スッポコ谷の楊貴妃

もうすでに還暦女子。すっぽこだにで瘀血と戦ってます。ホテルの換気扇が嫌いすぎて旅行できないのが悩み。

旅芸人の記録 1976年 アンゲロプロス監督

f:id:dekochanya:20160227011318j:imageさて、なぜかテレビで見たことがあるのだが、この映画は忘れもしない「旅芸人の記録」である。今回30ー40年ぶりに再び見たのだが、何故かもっともっと面白かった記憶があって、期待しすぎた感があったようだ。

いや、たのしかったですよ。座長の娘も相変わらず、すごく美しいし、アガメムノンの敵討ちの筋書きだとは思っていたが、ちょっとちがっていた。座長のおくさんが、別の芸人と不倫していて、座長は、その男の策略にかかって、殺されてしまう。これは残酷なことだった。人の良い、やさ男で、芸を知った座長だったから。そして不倫男は大手を振って、座長のおくさんと夫婦気取りで座長の座に収まるのだった。

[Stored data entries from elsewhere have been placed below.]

PR #386, opened 2026-06-16
Add character names to movie cast

brian-norman:
## What

Adds the **character each actor plays** alongside their name in a movie's cast, persisted to the database.

TMDB's credits response already includes a `character` per cast member (the shared `TMDBCastMember` type even declares it), but it was being dropped before persistence. This wires it all the way through.

## Changes

**Database**
- New migration `20260615_AddMovieActorCharacterNames.ts`: adds a nullable `character_name` column to `movie_actors` and backfills existing rows from TMDB credits (batched 40/req with rate-limit delays), mirroring `20260315_AddPersonProfilePaths.ts`.
- Regenerated `lib/types/generated/db.ts`.

**Backend write path**
- `movieDetailsUpdater.ts`: populate `character_name` in both `insertMovieDetails` (new movies) and `updateMovieDetails` (the daily stale-refresh sweep).

**Backend read path**
- `movieProvider.ts`: include `character` in the `actors_agg` JSON aggregate + its `sql<...>` row type.
- `tmdb.ts`: include `character` in the awards-only `getDetailedMovie` mapper.
- `lib/types/movie.ts`: extend `DetailedMovieData.actors`.

**Frontend**
- `CastList.vue` / `CastModal.vue`: render the character beneath the actor's name. Hidden via `hasValue()` when TMDB returns an empty string (uncredited / "Self" roles).

## Testing

- `npm run type-check` — clean
- `npm run lint` — clean
- `npx vitest run` on cast + filterWorks specs — 18 passed (added a character-rendering assertion to `CastList.spec.ts`)

## Notes for review

- The migration runs a **TMDB backfill** inside `up()`, so it needs `TMDB_API_KEY` in the env (same constraint as the existing `20260315` migration). Because it changes `migrations/`, the deploy preview spawns a dedicated per-PR database and runs the migration there — i.e. the backfill is exercised against a real snapshot in the preview rather than shared `dev`.
- `character_name` is nullable; rows are filled going forward on write and historically by the backfill.


migrations/schema/20260615_AddMovieActorCharacterNames.ts
```diff
@@ -0,0 +1,132 @@
...
+  return response.data;
+}
+
+interface MovieRow {
+  external_id: string;
+  title: string | null;
+}
+
+export async function up(db: Kysely<unknown>) {
+  await sql`ALTER TABLE movie_actors ADD COLUMN IF NOT EXISTS character_name VARCHAR`.execute(
```
cole-adams: I would much prefer all the raw SQL queries in this file be converted to use kysley. If you need, there's a .withTables function that you can use to get the right types into the db object

netlify/functions/utils/providers/movieProvider.ts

旅から旅の暮らし。こんな事がそもそも可能ろうか。皆で助け合ってゾロゾロ行くのだからできるのであろうか?こんな旅ができたらどんなに楽しかろう。と思うのであるが。大変なことも多かろう。だが小さい時からこんな生活でも成長し大人になっているのであるから、人間も、野良猫のようにしぶとくたくましいものだとおもった。旅をするところは、さながら、キリストの一団のようなかんじと重なるのである。
ところが、この一座の芸人は、たいした芸達者で歌もうまいし身のこなしも良いので感心する。

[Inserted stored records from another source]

PR #392, opened 2026-06-29
Improve review score entry: discoverable /10 scale + roomy drawer input

brian-norman:
## Summary

New users don't intuitively know that review scores are out of 10, or that decimal precision is allowed — and the inline score input was uncomfortably small, especially on a gallery poster chip. This PR makes the scale discoverable and moves score entry somewhere with room to type.

## Changes

**Discoverable scale & decimals** (`ReviewScore.vue`)
- `type="number"` + `inputmode="decimal"` so the field gets numeric controls and a numeric/decimal keyboard on mobile
- `min="0"`, `max="10"`, `step="any"` to reflect the valid range (decimals allowed), with the desktop spinner arrows hidden for a clean look
- A `/10` suffix and an `8.5` placeholder so the out-of-10 scale and decimal support are visible while editing
- Submit on blur (Enter blurs to submit), skipping the mutation when the value is unchanged

**Gallery scores entered via the drawer, not the poster chip**
- Tapping a gallery poster's score affordance no longer opens a cramped inline input. It opens the work-details drawer — bottom sheet on mobile, side panel on desktop — with the score field already open and focused.
- `ReviewScore` gains `openInDrawer` (defer to the drawer) and `autoFocus` (open + focus on mount). `GalleryView` provides a `requestScoreEntry` handler through a typed `InjectionKey` and opens the drawer with a `focusScoreEntry` flag threaded down to the current user's score cell in both score grids.
- The `/10` hint is omitted on the poster chips (no room); it remains on the table cells and the drawer input.
- Table view is unchanged — inline editing stays, since those cells have space.

All rating surfaces (table, gallery cards, detail drawer) render through `ReviewScore.vue`, so these changes apply consistently across mobile and desktop.

## Notes for review
- **iOS soft keyboard:** the drawer input is focused programmatically in `onMounted` (after the sheet animates in), so iOS Safari may show the field focused but require one extra tap to raise the keyboard. Worth an eyeball on a real device.
- No automated coverage yet for the new gallery → drawer path; existing table-view inline-entry test still passes.


cole-adams (changes requested):
This looks horrible on desktop:

Image

brian-norman:
Good catch — that was the native number-input stepper arrows crowding the small score box. Pushed a fix (a8e0d9a) that hides the spinners across browsers (`appearance-none` on the WebKit/Blink spin pseudo-elements + `appearance:textfield` for Firefox) via Tailwind arbitrary variants. `type="number"`/`inputmode="decimal"` are unchanged, so mobile still gets the numeric keyboard.

cole-adams (approved):

PR #393, opened 2026-06-30
Remove scroll bar from filter pills

brian-norman:
## Summary

Gets rid of the scroll bar on the filter pills in `SearchFilterBar.vue`.

Previously the pill row used `flex-nowrap` + `overflow-x-auto` on mobile (so pills scrolled horizontally) and only wrapped on desktop (`md:flex-wrap`). A `scrollbar-hide` CSS hack was used to mask the resulting scroll bar.

Now the pills simply wrap on all viewports (`flex-wrap justify-center`), so there's no overflow container to render a scroll bar at all. The now-unused `scrollbar-hide` style block has been removed.

## Changes

- `src/common/components/SearchFilterBar.vue`: replace `flex-nowrap gap-2 overflow-x-auto md:flex-wrap md:justify-center` + `scrollbar-hide` with `flex-wrap justify-center gap-2`, and drop the unused `scrollbar-hide` scoped CSS.

---
_Generated by [Claude Code](https://claude.ai/code/session_01NgusquQWdjZM7MRzmcjA3b)_

### DIFF
--- a/src/common/components/SearchFilterBar.vue
+++ b/src/common/components/SearchFilterBar.vue
@@ -26,7 +26,7 @@
     <!-- Available filter options as pills -->
     <PopoverGroup
       as="div"
-      class="scrollbar-hide relative mt-2 flex w-full flex-nowrap gap-2 overflow-x-auto md:flex-wrap md:justify-center"
+      class="relative mt-2 flex w-full flex-wrap justify-center gap-2"
     >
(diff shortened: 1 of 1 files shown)


cole-adams:
Maybe this is just me, but I think I like the way it is now better. I've looked at a few different mobile apps with filtering, and they all use this side-scroll pill for different filter fields. It seems intuitive to me?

娘には小さい男の子がいて、この子も一人前に旅をしてゆくのである。
ところがおりしも世界大戦が始まって、どこでもかしこでも、軍隊が人を殺し始めて、きょうふ政治のようなありさまとなっていた。ゲリラが処刑され、イギリス軍が、ギリシャを鎮圧していた。ギリシャの人々は、イギリス軍をきらっていたが、しかたなくいうことをきいていた。よくはわからないが、政治的な事がえがかれていた。集会ではいつも人々がころされていた。軍は、もはや、国民の敵であった。自由と平和を愛する旅芸人旅たちにとってつらい日々がおとずれた。ただ劇の衣装などがはいった大きなトランクだけは離すことはなかった。荷車代わりのロバも取られてしまったが芝居の道具箱だけは死守するつもりであるのがみてとれた。

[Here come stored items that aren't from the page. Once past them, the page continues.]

PR #397, opened 2026-07-03
Fix awards results showing blank rankings after a member renames

brian-norman:
## Problem

On a completed awards session, a member's ranking column rendered **blank** while other members showed fine.

**Root cause:** rankings (`ranking`) and nominations (`nominatedBy`) were keyed by the submitter's **display name at submit time**. When a member later renamed themselves, the stored key no longer matched their current name, so the results page's `nomination.ranking[member.name]` lookup returned `undefined`. Because display names are user-editable (`PUT /api/member/name`), this is a latent bug for *any* member who ever renames — not a one-off.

彼等の求めるものと戦争は正反対のものであった。ただ貧しくつつましい彼らは黙りこくって暮らした。銃声がとびかい空襲が破壊を進める街でもはや一座を開くことは不可能となった。民衆もただただ時間がすぎゆくのをみているしかなかった。または革命か 、死か。一座のものは、それぞれバラバラになってゆく。座長の娘は以前の仲間を訪ねていって、もう一度一座を立ち上げようと話したが、皆の心は戦争のために壊れたようになってしまっていた。
ラストは青年になった息子とほんのわずかの団員で、やはりもう一度劇をすることになった。彼らの血はそうせずにはいられないからであろう。これがラストの場面であった。
一巻と2巻になっているのだが、一巻の方がおもしろい。セットはアレキサンダーと同じあたりでされていた。2巻目は蛇足といえば蛇足である。せっかくよいコンセプトなのに監督はこの映画を一つにまとめてつくれなかったかと思うと、惜しい気がする。彼は長ったらしいのがすきなのだろう。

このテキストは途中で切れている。